Data provided:

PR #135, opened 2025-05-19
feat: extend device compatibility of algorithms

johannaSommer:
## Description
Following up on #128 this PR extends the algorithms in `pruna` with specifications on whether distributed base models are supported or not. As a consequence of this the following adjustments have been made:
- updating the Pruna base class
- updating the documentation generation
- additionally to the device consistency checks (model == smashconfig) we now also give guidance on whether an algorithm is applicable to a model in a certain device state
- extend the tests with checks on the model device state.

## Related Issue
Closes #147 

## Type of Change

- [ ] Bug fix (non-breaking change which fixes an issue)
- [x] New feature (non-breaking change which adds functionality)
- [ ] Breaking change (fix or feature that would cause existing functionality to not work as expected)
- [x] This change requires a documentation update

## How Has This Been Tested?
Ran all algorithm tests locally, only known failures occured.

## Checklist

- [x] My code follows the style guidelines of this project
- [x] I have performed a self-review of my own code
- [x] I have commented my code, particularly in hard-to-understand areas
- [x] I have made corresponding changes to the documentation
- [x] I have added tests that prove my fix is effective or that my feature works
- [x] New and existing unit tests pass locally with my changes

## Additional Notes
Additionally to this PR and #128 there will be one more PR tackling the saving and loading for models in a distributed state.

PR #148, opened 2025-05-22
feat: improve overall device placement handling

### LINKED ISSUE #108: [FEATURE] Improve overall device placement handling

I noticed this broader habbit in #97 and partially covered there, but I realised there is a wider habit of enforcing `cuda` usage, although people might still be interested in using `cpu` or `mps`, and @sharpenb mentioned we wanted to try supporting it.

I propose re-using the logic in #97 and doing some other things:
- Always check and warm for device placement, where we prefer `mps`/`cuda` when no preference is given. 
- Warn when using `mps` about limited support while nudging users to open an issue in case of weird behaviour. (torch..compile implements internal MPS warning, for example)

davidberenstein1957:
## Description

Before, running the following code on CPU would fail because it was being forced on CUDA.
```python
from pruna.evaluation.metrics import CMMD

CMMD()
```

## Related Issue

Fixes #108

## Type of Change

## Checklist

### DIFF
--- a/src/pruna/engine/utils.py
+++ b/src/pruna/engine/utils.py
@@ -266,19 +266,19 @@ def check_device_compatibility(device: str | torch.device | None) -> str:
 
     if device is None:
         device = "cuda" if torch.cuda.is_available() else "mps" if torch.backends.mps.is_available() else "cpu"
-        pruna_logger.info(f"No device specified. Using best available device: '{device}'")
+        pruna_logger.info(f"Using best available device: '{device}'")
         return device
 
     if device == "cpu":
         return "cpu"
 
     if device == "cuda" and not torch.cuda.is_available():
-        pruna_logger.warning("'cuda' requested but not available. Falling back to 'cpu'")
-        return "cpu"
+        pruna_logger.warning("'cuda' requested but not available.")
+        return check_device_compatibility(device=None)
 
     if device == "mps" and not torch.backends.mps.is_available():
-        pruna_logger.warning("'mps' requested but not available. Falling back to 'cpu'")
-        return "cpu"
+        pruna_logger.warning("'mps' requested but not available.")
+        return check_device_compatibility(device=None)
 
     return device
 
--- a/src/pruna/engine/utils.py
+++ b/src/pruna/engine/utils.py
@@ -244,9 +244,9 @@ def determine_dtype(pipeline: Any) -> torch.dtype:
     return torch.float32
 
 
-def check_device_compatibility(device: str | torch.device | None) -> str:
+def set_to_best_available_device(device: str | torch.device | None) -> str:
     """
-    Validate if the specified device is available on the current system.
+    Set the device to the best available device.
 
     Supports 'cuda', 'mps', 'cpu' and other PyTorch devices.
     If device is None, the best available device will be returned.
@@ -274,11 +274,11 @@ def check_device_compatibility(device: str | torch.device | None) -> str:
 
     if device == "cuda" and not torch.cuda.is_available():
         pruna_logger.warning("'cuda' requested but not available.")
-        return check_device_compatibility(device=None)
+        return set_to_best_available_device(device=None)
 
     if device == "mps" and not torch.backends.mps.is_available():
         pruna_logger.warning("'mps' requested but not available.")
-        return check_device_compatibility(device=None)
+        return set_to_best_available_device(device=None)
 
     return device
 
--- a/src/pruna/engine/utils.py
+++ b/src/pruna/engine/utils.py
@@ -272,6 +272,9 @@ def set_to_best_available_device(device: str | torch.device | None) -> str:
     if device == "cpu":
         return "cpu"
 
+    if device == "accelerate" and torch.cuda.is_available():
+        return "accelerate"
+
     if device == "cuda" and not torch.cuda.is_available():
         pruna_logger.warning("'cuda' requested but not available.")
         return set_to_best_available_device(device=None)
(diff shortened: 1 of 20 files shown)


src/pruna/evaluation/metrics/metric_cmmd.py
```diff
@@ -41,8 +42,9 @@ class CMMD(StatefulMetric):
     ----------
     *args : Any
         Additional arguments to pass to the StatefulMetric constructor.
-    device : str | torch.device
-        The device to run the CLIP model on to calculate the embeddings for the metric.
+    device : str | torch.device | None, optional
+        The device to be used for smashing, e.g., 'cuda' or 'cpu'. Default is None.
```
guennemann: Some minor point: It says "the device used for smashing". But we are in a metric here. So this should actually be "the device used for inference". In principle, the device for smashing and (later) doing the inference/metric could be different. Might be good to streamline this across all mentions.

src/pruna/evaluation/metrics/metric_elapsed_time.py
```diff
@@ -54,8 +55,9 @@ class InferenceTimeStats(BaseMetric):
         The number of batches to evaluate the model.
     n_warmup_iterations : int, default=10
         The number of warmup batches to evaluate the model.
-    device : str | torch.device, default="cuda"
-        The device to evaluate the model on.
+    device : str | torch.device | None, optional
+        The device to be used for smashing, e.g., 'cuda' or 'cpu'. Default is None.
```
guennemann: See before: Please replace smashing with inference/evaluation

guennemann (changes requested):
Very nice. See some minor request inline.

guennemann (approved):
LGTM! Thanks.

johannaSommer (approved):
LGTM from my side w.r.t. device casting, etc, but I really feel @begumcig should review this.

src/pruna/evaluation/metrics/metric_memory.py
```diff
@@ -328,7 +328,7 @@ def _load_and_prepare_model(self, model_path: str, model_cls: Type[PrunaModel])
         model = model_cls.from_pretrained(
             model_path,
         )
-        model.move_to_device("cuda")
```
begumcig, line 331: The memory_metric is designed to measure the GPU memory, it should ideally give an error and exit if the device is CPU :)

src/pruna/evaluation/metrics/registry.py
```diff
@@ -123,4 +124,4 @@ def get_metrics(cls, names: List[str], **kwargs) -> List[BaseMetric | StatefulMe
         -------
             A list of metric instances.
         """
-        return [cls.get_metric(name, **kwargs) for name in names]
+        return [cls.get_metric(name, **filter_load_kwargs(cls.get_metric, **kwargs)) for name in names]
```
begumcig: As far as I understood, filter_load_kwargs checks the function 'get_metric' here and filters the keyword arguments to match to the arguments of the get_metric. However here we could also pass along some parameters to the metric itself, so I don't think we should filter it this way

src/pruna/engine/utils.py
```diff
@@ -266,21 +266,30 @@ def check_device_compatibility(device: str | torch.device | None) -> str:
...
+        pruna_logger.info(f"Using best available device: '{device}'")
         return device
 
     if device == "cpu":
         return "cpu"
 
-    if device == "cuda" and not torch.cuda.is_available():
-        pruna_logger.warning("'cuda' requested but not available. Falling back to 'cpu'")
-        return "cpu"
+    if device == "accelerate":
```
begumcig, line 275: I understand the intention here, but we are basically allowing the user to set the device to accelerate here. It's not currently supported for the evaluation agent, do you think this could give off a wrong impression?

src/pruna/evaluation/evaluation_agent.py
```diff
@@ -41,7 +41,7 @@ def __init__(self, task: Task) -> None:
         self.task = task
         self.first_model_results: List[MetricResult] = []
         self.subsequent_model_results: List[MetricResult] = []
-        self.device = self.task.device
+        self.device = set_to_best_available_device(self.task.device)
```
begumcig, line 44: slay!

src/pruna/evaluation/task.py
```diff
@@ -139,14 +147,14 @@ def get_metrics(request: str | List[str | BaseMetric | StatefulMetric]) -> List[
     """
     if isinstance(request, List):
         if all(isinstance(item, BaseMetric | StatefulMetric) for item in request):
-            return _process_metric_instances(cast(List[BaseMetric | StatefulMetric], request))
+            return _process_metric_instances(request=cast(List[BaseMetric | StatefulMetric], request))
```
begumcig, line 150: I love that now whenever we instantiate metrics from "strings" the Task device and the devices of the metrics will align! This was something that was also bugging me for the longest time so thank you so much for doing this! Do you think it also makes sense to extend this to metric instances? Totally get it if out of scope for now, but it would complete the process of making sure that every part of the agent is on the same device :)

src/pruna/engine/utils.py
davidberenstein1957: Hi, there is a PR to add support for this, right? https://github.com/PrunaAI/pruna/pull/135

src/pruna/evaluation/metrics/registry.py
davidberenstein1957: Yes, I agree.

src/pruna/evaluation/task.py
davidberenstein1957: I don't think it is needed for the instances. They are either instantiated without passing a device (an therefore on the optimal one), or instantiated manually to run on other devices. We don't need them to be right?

Aim of the exercise: From the entries above, show each line that includes the string "StatefulMetric".

Written answer:
@@ -41,8 +42,9 @@ class CMMD(StatefulMetric):
         Additional arguments to pass to the StatefulMetric constructor.
@@ -139,14 +147,14 @@ def get_metrics(request: str | List[str | BaseMetric | StatefulMetric]) -> List[
         if all(isinstance(item, BaseMetric | StatefulMetric) for item in request):
-            return _process_metric_instances(cast(List[BaseMetric | StatefulMetric], request))
+            return _process_metric_instances(request=cast(List[BaseMetric | StatefulMetric], request))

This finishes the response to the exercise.